- [Instructions for the task]: Below is a listing. Write out exactly its lines between the one holding "my own tests" and the one holding "PR #444, opened 2017-05-29", inclusive.

- [Material to process]:
══════════

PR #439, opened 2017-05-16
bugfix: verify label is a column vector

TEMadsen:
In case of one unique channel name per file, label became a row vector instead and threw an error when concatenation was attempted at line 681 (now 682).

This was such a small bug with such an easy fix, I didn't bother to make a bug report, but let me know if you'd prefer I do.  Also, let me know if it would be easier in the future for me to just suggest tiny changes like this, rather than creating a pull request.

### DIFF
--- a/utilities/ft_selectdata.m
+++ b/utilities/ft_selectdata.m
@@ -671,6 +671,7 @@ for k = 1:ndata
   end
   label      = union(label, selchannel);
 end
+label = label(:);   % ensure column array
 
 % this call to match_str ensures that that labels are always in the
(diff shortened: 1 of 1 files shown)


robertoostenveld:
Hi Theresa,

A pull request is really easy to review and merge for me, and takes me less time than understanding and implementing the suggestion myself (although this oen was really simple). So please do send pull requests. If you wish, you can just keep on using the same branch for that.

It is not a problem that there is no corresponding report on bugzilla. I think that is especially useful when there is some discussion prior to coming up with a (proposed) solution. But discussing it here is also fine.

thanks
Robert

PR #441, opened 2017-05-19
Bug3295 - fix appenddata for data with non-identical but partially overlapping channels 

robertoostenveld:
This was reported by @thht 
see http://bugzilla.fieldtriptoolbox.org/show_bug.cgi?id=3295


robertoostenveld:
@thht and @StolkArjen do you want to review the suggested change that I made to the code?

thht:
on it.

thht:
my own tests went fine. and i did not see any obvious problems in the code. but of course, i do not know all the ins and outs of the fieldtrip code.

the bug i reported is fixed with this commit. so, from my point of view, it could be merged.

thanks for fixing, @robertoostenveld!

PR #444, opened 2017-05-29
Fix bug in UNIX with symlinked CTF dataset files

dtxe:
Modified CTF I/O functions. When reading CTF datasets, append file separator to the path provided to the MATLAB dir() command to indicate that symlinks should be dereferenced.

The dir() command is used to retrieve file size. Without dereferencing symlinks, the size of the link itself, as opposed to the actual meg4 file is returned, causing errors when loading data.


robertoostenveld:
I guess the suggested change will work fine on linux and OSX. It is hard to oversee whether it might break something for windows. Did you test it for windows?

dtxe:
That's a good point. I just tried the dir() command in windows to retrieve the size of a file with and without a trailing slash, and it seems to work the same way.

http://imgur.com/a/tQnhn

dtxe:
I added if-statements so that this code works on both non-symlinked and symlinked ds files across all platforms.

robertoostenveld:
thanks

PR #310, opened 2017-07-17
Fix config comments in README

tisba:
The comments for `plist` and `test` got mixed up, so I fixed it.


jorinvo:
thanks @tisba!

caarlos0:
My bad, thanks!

══════════

- [Answer below]:
my own tests went fine. and i did not see any obvious problems in the code. but of course, i do not know all the ins and outs of the fieldtrip code.

the bug i reported is fixed with this commit. so, from my point of view, it could be merged.

thanks for fixing, @robertoostenveld!

PR #444, opened 2017-05-29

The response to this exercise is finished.